Natürlich bekommt man mehr Klicks, wenn man „Kondompapst“ schreibt, und auf der Startseite die Bilder
des Papstes mit Bildern von Schwulenparaden abwechseln. Nur, ob der Kirche damit wirklich gedient ist?
@ Meinerven Der Gläubigenschwund kam vor dem Priesterschwund. Ist die Frage damit beantwortet? @ Berens
oft schon diskutiert: Es gibt keinen Pflichtzölibat, da keiner gezwungen ist, Priester zu werden.
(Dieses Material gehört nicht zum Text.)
PR #981, opened 2022-09-28
fix multiplicity for pure platform expression node 

gs-gunjan:
This PR fixes a bug to set the multiplicity for pure platform expression nodes and in turn correctly build out execution plans

NA

NA
No


hardikmaheshwari:
Thanks for fixing.
Can we also fix it here at same time - https://github.com/finos/legend-engine/blob/master/legend-engine-pure-code-compiled-core/src/main/resources/core/store/platform/executionPlan/executionPlan_generation.pure

hardikmaheshwari (approved):

rafaelbey (approved):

Wenn
jemand heiratet, und sich damit auch zur Treue verpflichtet, nennt man das ja auch nicht „Pflichttreue“.
(dies schreibe ich Dir als ebenfalls selbst denkender…)
#3 bejorommer 09:30:47 | Dienstag, 25. Januar 2011
Zu Zölibat geht Politiker nichts an Eigentlich kann es doch als positives Zeichen gewertet werden, wenn
Volksvertreter christliche Verantwortung zeigen, den Abwärtstrend und den damit verbundenen Seelsorgemangel
nicht länger hinnehmen und verantworten können, zumal der Hauptgrund der Misere, doch die amtskirchliche
Prinzipienreiterei auf dem, weder mit Jesus noch mit dem Evangelium zu begründenden, menschlich erfundenen,
Pflichtzölibat ist. Zum Wohle unserer Kirche wären die Bischöfe sicherlich gut beraten, wenn sie das
Ganze nicht länger auf die leichte Schulter nehmen, mehr Rückgrad und Eigenverantwortung und bei fraglichen
Dingen Roms weniger Angst und übertriebenen Respekt vor dem immer noch fehlbaren Menschen Papst zeigen
würden. Josef Berens (als einfacher, selbst denkender Katholik
Ist doch klar warum die jungen Bischöfe gegen die… Priesterehe sind. Dann sind doch ihre jetzt großartigen
monatlichen Bezüge nach Reichskonkordat nicht mehr sicher ! Zumindest bei zweien kann man dieses behaupten.
Weil diese uns was verkünden, was sie uns nicht vorleben – deshalb wird auch das Kirchenstruktursystem
Gott Lob zusammen brechen. Sie sind ohne Glauben – vollkommen. Atheisten sind es zum 98 % ! Den Zeitrahmen
gibt Gott alleine vor. Deo gratias ! S.-M. O. P. N. !
Teufelskreis Was war zuerst da, die Henne oder das Ei? Ist der Priestermangel eine Folge des zunehmenden
„Gläubigenmangels“, oder nimmt die Zahl der Gläubigen ab, weil es immer weniger Priester vor Ort gibt?